Quite often I’ll trial a dish, and the first taste evokes a distant memory.
  • LC:I think the first time I had rougaille, your sister cooked it for me at a house just around the corner from here. If I’m remembering correctly, you’d taught her how to cook it, or she was using your recipe — and while she cooked, I remember asking a lot of questions about your childhood and Mauritius. I’ve always loved how food can hold memory and invite conversation.

    In your restaurants, what’s a conversation you’ve had across the counter, or at a table, that’s really stayed with you?

  • NS: There are many — often with first or second-generation migrants like myself, who take pride in seeing people with a similar background to them expressing their heritage with confidence.

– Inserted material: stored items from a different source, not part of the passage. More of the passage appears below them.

PR #1895, opened 2018-11-23
Display language as shell for shell

joepvd:
Currently, with `language: bash`, _no language set_ is displayed in the build matrix overview and job overview. This should be set to _Shell_.


artursmirnov:
@joepvd looks good to me, thanks for the fix! 👍

PR #1896, opened 2018-11-23
Fix blank build at root

backspace:
This is a bit broken but it’s a start…


backspace:
Since I reverted the `.travis.yml`-showing PR, I’ll just open a new one with its branch.

PR #1897, opened 2018-11-23
Update to x-select 4

backspace:
The helper seems broken in a component integration test…


backspace:
I’ve folded this into #1914 and will merge that when the beta period is over. 🎉

PR #2612, opened 2021-05-24
update plans page - Rich's request 

Montana:
this is on staging to take a peek beforehand.


travis-architect (approved):
Looks good but the test is failing

Montana:
In GreenKeeper (as I thought about 3 weeks ago) it says `plans-remove` branch is not listed. 

We can do:

```yaml
branches:
  only:
    - master
    - /^greenkeeper.*$/
  ```

GreenKeeper depending on the config will be scoped to `master` only, for example, what if I give the CI permission to access all branches, or whitelist branches with GreenKeeper in their name. For example, say if the project was using `yarn` and I had a `if` statement for `yarn`, then Travis would look at the `branches` which would involve GreenKeeper, it would look something like:

```yaml
after_success:
- 'if [ "$TRAVIS_PULL_REQUEST" = "false" ]; then yarn deploy; fi'
- 'if [ "$TRAVIS_PULL_REQUEST" = "false" ]; then yarn alias; fi'
branches:
  only:
  - master
  - "/^greenkeeper/.*$/"
  ```

- Montana Mendy

PR #2616, opened 2021-06-03
Hide Plan Usage tab from users without credits

AndriiMysko:


app/templates/components/profile-nav.hbs
```diff
@@ -161,7 +161,7 @@
               </LinkTo>
             </li>
           {{/if}}
-          {{#if this.showSubscriptionTab}}
+          {{#if this.showPlanUsageTab}}
```
travis-architect, line 164: In order to hide the Plan Usage tab for Hybrid plans, this check should also be applied on [line#129](https://github.com/travis-ci/travis-web/blob/0c0dd341003e444c0eca05b9809ce85e8cfcf079/app/templates/components/profile-nav.hbs#L129)

travis-architect (changes requested):

app/templates/components/profile-nav.hbs
AndriiMysko: Missed that, sorry

travis-architect (approved):

PR #2656, opened 2022-02-10
Travis ci spotlight fusioncharts Component

chinmaychaudhari-accolite:
- Added Fusioncharts Timeseries Component;
- API is called and integrated.
- Date Parameter is hardcoded needs to be changed when integrated with main component.


Sureshsangra19:
why are we removing package-lock.json file ?

chinmaychaudhari-accolite:
We did not remove the package.json.lock
It has been modified and need to be added

PR #2774, opened 2023-07-14
userroles prd

gbarc-dt:


murtaza-swati:
The build is failing and is not because of this PR, the build started to fail after merging the master in this branch. Needs to fix this project's build separately.

murtaza-swati (approved):

PR #2821, opened 2024-05-17
Build status img

nikolaTrichkovski:


app/services/status-images.js
```diff
@@ -27,12 +27,16 @@ export default Service.extend({
     }
 
     let slug = repo.get('slug');
-
+    let token = this.auth.assetToken;
```
murtaza-swati, line 30: @nikolaTrichkovski 
any specific reason to change the type of this variable from `const` to `let`?
I think lets use `const` for this and the following `branchQuery` variables as these are not getting reassigned, what do you think?

murtaza-swati (changes requested):

app/services/status-images.js
nikolaTrichkovski: you are right, this is an oversight. thanks for the comment

murtaza-swati (approved):

PR #2833, opened 2024-06-10
Organization settings access fix

nikolaTrichkovski:


DominikAlberski (approved):

app/components/profile-nav.js
```diff
@@ -69,9 +69,9 @@ export default Component.extend({
   hasPlanCreatePermissions: reads('model.permissions.plan_create'),
   hasBillingViewPermissions: reads('model.permissions.billing_view'),
   hasInvoicesViewPermissions: reads('model.permissions.plan_invoices'),
-  hasSettingsReadPermissions: reads('model.permissions.settings_read'),
+  hasSettingsReadPermissions: reads('model.permissions.settings_create'),
```
murtaza-swati, line 72: @nikolaTrichkovski the variable name is `hasSettingsReadPermissions` and its value is set to `reads('model.permissions.settings_create')` which might get confusing bus settings.read != settings.write. I think it would be better to rename the variable accordingly. Please make sure to change its usage everywhere it's used if you rename the variable.

murtaza-swati (changes requested):

app/components/profile-nav.js
nikolaTrichkovski: @murtaza-swati good point I will change the variable name

PR #2868, opened 2024-08-09
PDTQ-163 - [Pricing] travis-web - everywhere on plans page format number of credits to be more readable

murtaza-swati:
Formatted number of credits to separate thousands parts, e.g. 30 000 (many EU countries, US too) or 30,000 (EU countries/accounting formats)

changes made in:
- plan selection
- after plan is selected
- when showing pool of credits vs used credits on plan page
- addons selection page
- auto-refill boxes

### DIFF
--- a/app/helpers/format-number.js
+++ b/app/helpers/format-number.js
@@ -1,12 +1,16 @@
 import { helper } from '@ember/component/helper';
 
-export function formatCurrency(value) {
+export function formatNumber(value) {
   const parsedValue = Number(value);
   if (isNaN(parsedValue)) {
     return value;
   }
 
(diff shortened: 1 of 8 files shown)


DominikAlberski (approved):
I'm not convinced that we should make any localization efforts. From my experience, Travis is only in English, so we should decide on a preferred number format and use that consistently.

murtaza-swati:
> I'm not convinced that we should make any localization efforts. From my experience, Travis is only in English, so we should decide on a preferred number format and use that consistently.

we are not doing localization efforts here, we are only checking browser's language (like in chrome you can goto setting > language > add a language to top). so we are only covering that here.

PR #2941, opened 2024-12-26
Fix validto computed property infinite calls problem

murtaza-swati:
When subscription/v2-plan in DB has valid_to null, the /plan page make infinite calls to v_subscriptions and causing the page unresponsive.

The computed property is causing infinite calls because it depends on subscription.validTo, and within the computation, it makes a call to fetchV2Subscriptions.perform(), which likely modifies subscription.validTo. This causes the computed property to re-evaluate, leading to an infinite loop.

**Fixed Approach with an Observer:**
Ensure fetchV2Subscriptions doesn't modify subscription.validTo directly within the computed property, as this triggers recomputation.
Use computed properties for deriving state, and use observer to avoid side effect like fetching data.

### DIFF
--- a/app/components/billing/summary-v2.js
+++ b/app/components/billing/summary-v2.js
@@ -1,5 +1,5 @@
 import Component from '@ember/component';
-import { computed } from '@ember/object';
+import { computed, observer } from '@ember/object';
 import { reads, or, not, and, bool } from '@ember/object/computed';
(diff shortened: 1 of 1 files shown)


DominikAlberski (approved):

murtaza-swati:
closing in favour of https://github.com/travis-ci/travis-web/pull/2942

  • LC: You run both a restaurant and a wine bar. How do you think about the dialogue between food and wine — and what excites you about curating that conversation?

  • NS: Wine has the same origins as food — it’s farmed, and reliant on the work of farmers and the brutality of nature to come to life. In the same way as food, grape farming has become increasingly industrialised, to the point where wine grapes can verge on monoculture.

    We take pride in finding, meeting and supporting independent farmers and winemakers who make wine that’s a true reflection of their fruit, the place it was grown, and the people who made it. Their ferments begin with natural yeasts rather than introduced or commercial yeasts. They often bottle with little to no preservatives.

    Their wines speak of a time and place, and change year on year. More often than not, they’re lively and expressive — much like the flavours we get to work with at both the restaurant and bar.

  • LC:You’ve spoken about the rewards of keeping things small and independent, but I imagine that choice also comes with real challenges. Has there been a moment in your career when you seriously questioned continuing, and what helped you find your way back?

  • NS: Many times, both before and after I became a restaurant owner. Recognising the privilege I now have as a storyteller has often helped me find my way back.

    I see the sharing of food, stories and nourishment as an important cornerstone of society, and feel somewhat indebted to contribute to it — even if it comes with massive personal and financial sacrifices.

I see the sharing of food, stories and nourishment as an important cornerstone of society, and feel somewhat indebted to contribute to it.
  • LC:When you zoom out from work for a moment — if you imagine the perfect day off, centred around eating and drinking, what does it look like?

  • NS: I think it’s back in Mauritius, for nostalgic reasons mostly. It would feature lots of fruit for breakfast. Fresh noodles and Sino-Mauritian dumplings for lunch. Fried gajaks and spicy fruit salads in the afternoon. Briyani with cucumber and tomato salad for dinner.

  • LC: What are you currently curious about — in food, in culture, or in life more broadly?

  • NS: In food culture - considering whether a restaurant like mine does have a place in society, and whether it will ever be a sustainable business model? It’s the start of the year, when you can’t help but think about the future! It’s been wonderful seeing the community’s reception of Boire, and having the space to broaden what we do beyond a conventional restaurant environment.

    Being able to present a more affordable, approachable offering at Boire makes me reconsider what we do at Manzé. However, I’m hoping that Boire can help me and our team focus on what does make Manzé special, and not feel guilty about our price point or supposed ‘exclusivity’ and just be happy and proud of what we do!


  • LC: And lastly — what’s for dinner tonight?

  • NS: The perfect mid week meal. Roast chicken, tahdig, summery salads - cucumber and tomatoes!